Work order: Please restate the material below word for word, from the first line through the one that contains "Also Node 8 will be EOL soon (January 2020).", inclusive.

===== Excerpted data =====

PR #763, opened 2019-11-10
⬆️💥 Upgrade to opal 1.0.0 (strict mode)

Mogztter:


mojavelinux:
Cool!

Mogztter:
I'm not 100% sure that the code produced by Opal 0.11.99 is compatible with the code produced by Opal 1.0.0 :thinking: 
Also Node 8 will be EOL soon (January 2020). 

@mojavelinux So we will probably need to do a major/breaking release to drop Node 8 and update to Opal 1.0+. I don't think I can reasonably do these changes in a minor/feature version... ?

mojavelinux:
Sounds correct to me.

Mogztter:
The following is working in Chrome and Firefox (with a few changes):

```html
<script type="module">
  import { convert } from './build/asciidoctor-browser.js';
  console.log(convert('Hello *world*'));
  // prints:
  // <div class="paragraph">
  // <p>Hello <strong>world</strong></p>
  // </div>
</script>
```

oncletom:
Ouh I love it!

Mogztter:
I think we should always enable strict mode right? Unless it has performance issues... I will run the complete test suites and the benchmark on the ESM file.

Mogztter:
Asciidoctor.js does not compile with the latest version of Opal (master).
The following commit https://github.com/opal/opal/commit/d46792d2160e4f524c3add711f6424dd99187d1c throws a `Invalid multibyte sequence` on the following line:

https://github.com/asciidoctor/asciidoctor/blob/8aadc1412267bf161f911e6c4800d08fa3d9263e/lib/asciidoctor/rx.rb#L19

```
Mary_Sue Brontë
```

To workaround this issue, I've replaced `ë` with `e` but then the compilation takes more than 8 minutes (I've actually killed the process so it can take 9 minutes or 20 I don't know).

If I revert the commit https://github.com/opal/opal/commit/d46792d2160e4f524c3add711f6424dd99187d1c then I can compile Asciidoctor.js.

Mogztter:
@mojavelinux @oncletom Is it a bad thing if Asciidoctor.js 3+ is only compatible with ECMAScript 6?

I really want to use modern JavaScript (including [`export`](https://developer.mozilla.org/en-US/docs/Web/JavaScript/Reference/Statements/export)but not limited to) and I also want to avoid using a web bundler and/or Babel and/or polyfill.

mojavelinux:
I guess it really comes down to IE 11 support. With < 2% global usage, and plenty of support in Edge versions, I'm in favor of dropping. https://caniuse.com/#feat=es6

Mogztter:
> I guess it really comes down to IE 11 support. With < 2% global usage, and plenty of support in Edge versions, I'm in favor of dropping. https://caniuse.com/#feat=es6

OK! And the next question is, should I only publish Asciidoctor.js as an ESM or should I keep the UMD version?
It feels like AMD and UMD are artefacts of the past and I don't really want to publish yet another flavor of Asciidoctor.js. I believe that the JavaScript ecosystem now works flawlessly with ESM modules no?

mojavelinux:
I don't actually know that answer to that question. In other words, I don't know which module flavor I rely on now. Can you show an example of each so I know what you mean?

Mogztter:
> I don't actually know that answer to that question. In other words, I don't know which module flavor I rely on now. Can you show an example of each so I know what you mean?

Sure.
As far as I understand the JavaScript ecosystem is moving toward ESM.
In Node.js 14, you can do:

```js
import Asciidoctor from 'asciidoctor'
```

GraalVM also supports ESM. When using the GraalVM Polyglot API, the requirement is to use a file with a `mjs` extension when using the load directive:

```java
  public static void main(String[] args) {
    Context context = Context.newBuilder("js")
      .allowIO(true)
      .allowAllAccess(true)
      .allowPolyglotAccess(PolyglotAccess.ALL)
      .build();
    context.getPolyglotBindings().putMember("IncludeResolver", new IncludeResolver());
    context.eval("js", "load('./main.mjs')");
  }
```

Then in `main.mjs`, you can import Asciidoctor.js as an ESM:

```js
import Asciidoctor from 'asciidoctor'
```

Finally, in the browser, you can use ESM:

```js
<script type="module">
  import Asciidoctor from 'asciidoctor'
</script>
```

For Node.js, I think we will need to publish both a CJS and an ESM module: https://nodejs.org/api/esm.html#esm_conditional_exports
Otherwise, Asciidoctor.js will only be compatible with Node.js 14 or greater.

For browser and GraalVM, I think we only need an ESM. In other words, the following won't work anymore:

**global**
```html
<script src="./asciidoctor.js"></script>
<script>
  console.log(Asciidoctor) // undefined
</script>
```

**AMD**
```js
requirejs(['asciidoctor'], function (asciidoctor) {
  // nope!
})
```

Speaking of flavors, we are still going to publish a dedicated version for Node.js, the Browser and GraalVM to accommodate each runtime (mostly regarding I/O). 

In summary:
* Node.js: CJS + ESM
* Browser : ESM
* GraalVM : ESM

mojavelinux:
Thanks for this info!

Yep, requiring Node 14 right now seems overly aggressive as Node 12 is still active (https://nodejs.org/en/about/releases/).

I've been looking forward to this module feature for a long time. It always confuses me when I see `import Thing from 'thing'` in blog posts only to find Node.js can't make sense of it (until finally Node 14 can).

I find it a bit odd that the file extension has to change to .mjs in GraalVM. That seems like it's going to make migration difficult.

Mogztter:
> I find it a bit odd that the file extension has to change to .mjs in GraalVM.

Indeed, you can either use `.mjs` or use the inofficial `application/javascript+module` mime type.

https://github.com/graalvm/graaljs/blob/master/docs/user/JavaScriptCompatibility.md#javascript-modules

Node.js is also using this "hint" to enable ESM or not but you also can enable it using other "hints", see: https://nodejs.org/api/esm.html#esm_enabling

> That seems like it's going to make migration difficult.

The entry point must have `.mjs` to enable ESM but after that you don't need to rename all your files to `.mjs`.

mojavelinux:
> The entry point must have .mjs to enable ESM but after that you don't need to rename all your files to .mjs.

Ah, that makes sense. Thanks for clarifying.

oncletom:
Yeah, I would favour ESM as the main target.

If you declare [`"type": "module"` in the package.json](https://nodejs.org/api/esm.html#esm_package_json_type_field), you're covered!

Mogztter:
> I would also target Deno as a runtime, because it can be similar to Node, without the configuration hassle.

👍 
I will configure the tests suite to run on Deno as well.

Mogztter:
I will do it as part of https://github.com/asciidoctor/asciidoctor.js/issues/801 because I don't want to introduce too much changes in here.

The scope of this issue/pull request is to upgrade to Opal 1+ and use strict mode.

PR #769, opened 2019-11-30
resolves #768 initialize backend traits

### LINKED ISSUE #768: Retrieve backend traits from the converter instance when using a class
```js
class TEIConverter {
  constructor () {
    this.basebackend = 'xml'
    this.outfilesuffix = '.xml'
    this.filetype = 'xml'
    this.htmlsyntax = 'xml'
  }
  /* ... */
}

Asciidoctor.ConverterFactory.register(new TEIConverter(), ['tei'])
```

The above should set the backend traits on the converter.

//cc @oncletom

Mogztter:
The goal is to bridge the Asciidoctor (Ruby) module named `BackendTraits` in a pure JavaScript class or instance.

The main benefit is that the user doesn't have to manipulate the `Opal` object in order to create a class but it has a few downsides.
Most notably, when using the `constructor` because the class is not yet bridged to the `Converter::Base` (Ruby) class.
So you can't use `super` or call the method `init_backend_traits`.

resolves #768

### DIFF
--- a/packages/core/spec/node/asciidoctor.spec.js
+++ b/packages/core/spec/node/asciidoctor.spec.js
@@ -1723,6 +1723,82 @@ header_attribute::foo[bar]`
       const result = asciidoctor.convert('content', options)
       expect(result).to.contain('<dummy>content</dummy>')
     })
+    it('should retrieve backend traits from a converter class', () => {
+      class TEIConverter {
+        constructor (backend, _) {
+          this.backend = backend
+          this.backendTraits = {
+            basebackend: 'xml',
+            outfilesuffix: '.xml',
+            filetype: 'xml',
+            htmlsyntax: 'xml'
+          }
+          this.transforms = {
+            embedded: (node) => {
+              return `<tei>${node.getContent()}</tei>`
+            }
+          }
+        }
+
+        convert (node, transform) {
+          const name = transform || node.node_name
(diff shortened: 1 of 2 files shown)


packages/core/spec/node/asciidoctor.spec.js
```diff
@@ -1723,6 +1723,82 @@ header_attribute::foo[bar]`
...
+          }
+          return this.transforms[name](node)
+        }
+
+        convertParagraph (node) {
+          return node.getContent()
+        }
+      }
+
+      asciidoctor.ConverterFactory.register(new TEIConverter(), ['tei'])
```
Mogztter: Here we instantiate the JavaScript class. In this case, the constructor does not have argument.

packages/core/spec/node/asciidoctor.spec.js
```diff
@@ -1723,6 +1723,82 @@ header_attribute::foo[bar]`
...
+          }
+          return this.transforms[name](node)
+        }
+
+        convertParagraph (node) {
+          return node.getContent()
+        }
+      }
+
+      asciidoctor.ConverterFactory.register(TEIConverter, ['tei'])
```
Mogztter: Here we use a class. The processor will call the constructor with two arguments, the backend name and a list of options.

=====

Answer space:
PR #763, opened 2019-11-10
⬆️💥 Upgrade to opal 1.0.0 (strict mode)

Mogztter:


mojavelinux:
Cool!

Mogztter:
I'm not 100% sure that the code produced by Opal 0.11.99 is compatible with the code produced by Opal 1.0.0 :thinking: 
Also Node 8 will be EOL soon (January 2020). 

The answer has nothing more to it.